Issue #302, opened 2023-05-23
Improve skeleton for pages with filters/sort


antho1404:
Pages with filter/sorts have the skeleton, but because we need the skeleton, the initial loading with https://github.com/liteflow-labs/starter-kit/pull/300 also displays the skeleton even tho data are already available.

The explore pages have the skeleton when loading, filtering, and sorting, while the account pages don't have these skeletons resulting in an initial load with no skeleton.

We need to normalize this and, even better, find a way that could "disable" the skeleton for the first load but not after.
Maybe some things with `initialFetchPolicy`, `nextFetchPolicy`, maybe delaying the `cache-and-network` only after the component is mounted with a `useEffect`

NicolasMahe:
This is fixed by https://github.com/liteflow-labs/starter-kit/pull/328

PR #328, opened 2023-06-27
Do not display skeleton display when data exist

NicolasMahe:
### Project organization

- Closes https://github.com/liteflow-labs/starter-kit/issues/302

### Description

Fix issue when skeleton was display (and in a weird way) on initial page load.
As you can see on the following video, the initial SSR works fine, then the skeleton is display but with a height of zero, then the client replace the skeleton with the right data:

Before:

https://github.com/liteflow-labs/starter-kit/assets/5823445/a3ede65b-28d3-41d4-a4f0-ed6e3c0eb33c

After:

https://github.com/liteflow-labs/starter-kit/assets/5823445/a2dbe99c-7abc-4649-8b0c-16b83ecaee4e

Changing the logic of skeleton display(eg on explore page, `loading || !assetsData` to `loading && !assetsData`) prevents the skeleton to display on filter changes when `assetsData` is also initialised with `previousData`. So I also remove the following piece of code on the impacted pages:
```ts
const assetsData = useMemo(() => data || previousData, [data, previousData])
```

This changes also allow to display the data as soon as we have them, and let Apollo refetch the query in the background because of the `cache-and-network` policy.

With data already loaded
Before:

https://github.com/liteflow-labs/starter-kit/assets/5823445/c75bbfd0-fc21-4e01-9eb2-3d68647b591f

After:

https://github.com/liteflow-labs/starter-kit/assets/5823445/e9ca94f8-8fc8-414e-bcf3-e6a0e7a9c2de

### Checklist


pages/explore/explore.tsx
```diff
@@ -169,7 +167,7 @@ const ExplorePage: NextPage<Props> = ({ now }) => {
               </GridItem>
             )}
             <GridItem gap={6} colSpan={showFilters ? 1 : 2}>
-              {loading || !assetsData ? (
+              {loading && !assetsData ? (
```
NicolasMahe, line 170: Note for reviewer: I applied the modifications on all pages that were using `loading || !assetsData`: checkout, collection, explore/collection, explore/users

pages/checkout/[id].tsx
```diff
@@ -52,10 +52,7 @@ const CheckoutPage: NextPage<Props> = ({ now }) => {
   const date = useMemo(() => new Date(now), [now])
   const offerQuery = useCheckoutQuery({ variables: { id: offerId } })
 
-  const offer = useMemo(
-    () => offerQuery.data?.offer || offerQuery.previousData?.offer,
-    [offerQuery.data, offerQuery.previousData],
-  )
+  const offer = offerQuery.data?.offer
```
Comment (NicolasMahe) [inline pages/checkout/[id].tsx:55]: I checked the codebase and most (if not all) queries are using the `previousData` logic.
@antho1404 any reason to have implemented it on all queries?
Removing the `previousData` logic feel a lot nicer in term of UX. The skeletons are displayed when queries are running instead of having no feedback until the queries are resolved.

NicolasMahe:
PR https://github.com/liteflow-labs/starter-kit/pull/332 make the explore page to infinite load because of the weird `loading || !assetsData` that this new PR fixes:
Without this PR: https://nft-test-uaan-4w6ulcoit-liteflow.vercel.app/explore
With this PR: https://nft-test-uaan-git-fix-skeleton-display-when-data-exist-liteflow.vercel.app/explore

pages/checkout/[id].tsx
Comment (antho1404) [reply pages/checkout/[id].tsx:55]: This was needed because the initial load was fetching the data, and that was leading to a page fully loaded that "reloads". This has been fixed by https://github.com/liteflow-labs/starter-kit/pull/332 but somehow when I did the migration of that was not working (maybe a version mismatch) thus the need to implement that

antho1404 (approved):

::::

Description of the task: Every record above needs to be given again exactly.

Answer to this exercise:
Issue #302, opened 2023-05-23
Improve skeleton for pages with filters/sort


antho1404:
Pages with filter/sorts have the skeleton, but because we need the skeleton, the initial loading with https://github.com/liteflow-labs/starter-kit/pull/300 also displays the skeleton even tho data are already available.

The explore pages have the skeleton when loading, filtering, and sorting, while the account pages don't have these skeletons resulting in an initial load with no skeleton.

We need to normalize this and, even better, find a way that could "disable" the skeleton for the first load but not after.
Maybe some things with `initialFetchPolicy`, `nextFetchPolicy`, maybe delaying the `cache-and-network` only after the component is mounted with a `useEffect`

NicolasMahe:
This is fixed by https://github.com/liteflow-labs/starter-kit/pull/328

PR #328, opened 2023-06-27
Do not display skeleton display when data exist

NicolasMahe:
### Project organization

- Closes https://github.com/liteflow-labs/starter-kit/issues/302

### Description

Fix issue when skeleton was display (and in a weird way) on initial page load.
As you can see on the following video, the initial SSR works fine, then the skeleton is display but with a height of zero, then the client replace the skeleton with the right data:

Before:

https://github.com/liteflow-labs/starter-kit/assets/5823445/a3ede65b-28d3-41d4-a4f0-ed6e3c0eb33c

After:

https://github.com/liteflow-labs/starter-kit/assets/5823445/a2dbe99c-7abc-4649-8b0c-16b83ecaee4e

Changing the logic of skeleton display(eg on explore page, `loading || !assetsData` to `loading && !assetsData`) prevents the skeleton to display on filter changes when `assetsData` is also initialised with `previousData`. So I also remove the following piece of code on the impacted pages:
```ts
const assetsData = useMemo(() => data || previousData, [data, previousData])
```

This changes also allow to display the data as soon as we have them, and let Apollo refetch the query in the background because of the `cache-and-network` policy.

With data already loaded
Before:

https://github.com/liteflow-labs/starter-kit/assets/5823445/c75bbfd0-fc21-4e01-9eb2-3d68647b591f

After:

https://github.com/liteflow-labs/starter-kit/assets/5823445/e9ca94f8-8fc8-414e-bcf3-e6a0e7a9c2de

### Checklist


pages/explore/explore.tsx
```diff
@@ -169,7 +167,7 @@ const ExplorePage: NextPage<Props> = ({ now }) => {
               </GridItem>
             )}
             <GridItem gap={6} colSpan={showFilters ? 1 : 2}>
-              {loading || !assetsData ? (
+              {loading && !assetsData ? (
```
NicolasMahe, line 170: Note for reviewer: I applied the modifications on all pages that were using `loading || !assetsData`: checkout, collection, explore/collection, explore/users

pages/checkout/[id].tsx
```diff
@@ -52,10 +52,7 @@ const CheckoutPage: NextPage<Props> = ({ now }) => {
   const date = useMemo(() => new Date(now), [now])
   const offerQuery = useCheckoutQuery({ variables: { id: offerId } })
 
-  const offer = useMemo(
-    () => offerQuery.data?.offer || offerQuery.previousData?.offer,
-    [offerQuery.data, offerQuery.previousData],
-  )
+  const offer = offerQuery.data?.offer
```
Comment (NicolasMahe) [inline pages/checkout/[id].tsx:55]: I checked the codebase and most (if not all) queries are using the `previousData` logic.
@antho1404 any reason to have implemented it on all queries?
Removing the `previousData` logic feel a lot nicer in term of UX. The skeletons are displayed when queries are running instead of having no feedback until the queries are resolved.

NicolasMahe:
PR https://github.com/liteflow-labs/starter-kit/pull/332 make the explore page to infinite load because of the weird `loading || !assetsData` that this new PR fixes:
Without this PR: https://nft-test-uaan-4w6ulcoit-liteflow.vercel.app/explore
With this PR: https://nft-test-uaan-git-fix-skeleton-display-when-data-exist-liteflow.vercel.app/explore

pages/checkout/[id].tsx
Comment (antho1404) [reply pages/checkout/[id].tsx:55]: This was needed because the initial load was fetching the data, and that was leading to a page fully loaded that "reloads". This has been fixed by https://github.com/liteflow-labs/starter-kit/pull/332 but somehow when I did the migration of that was not working (maybe a version mismatch) thus the need to implement that

antho1404 (approved):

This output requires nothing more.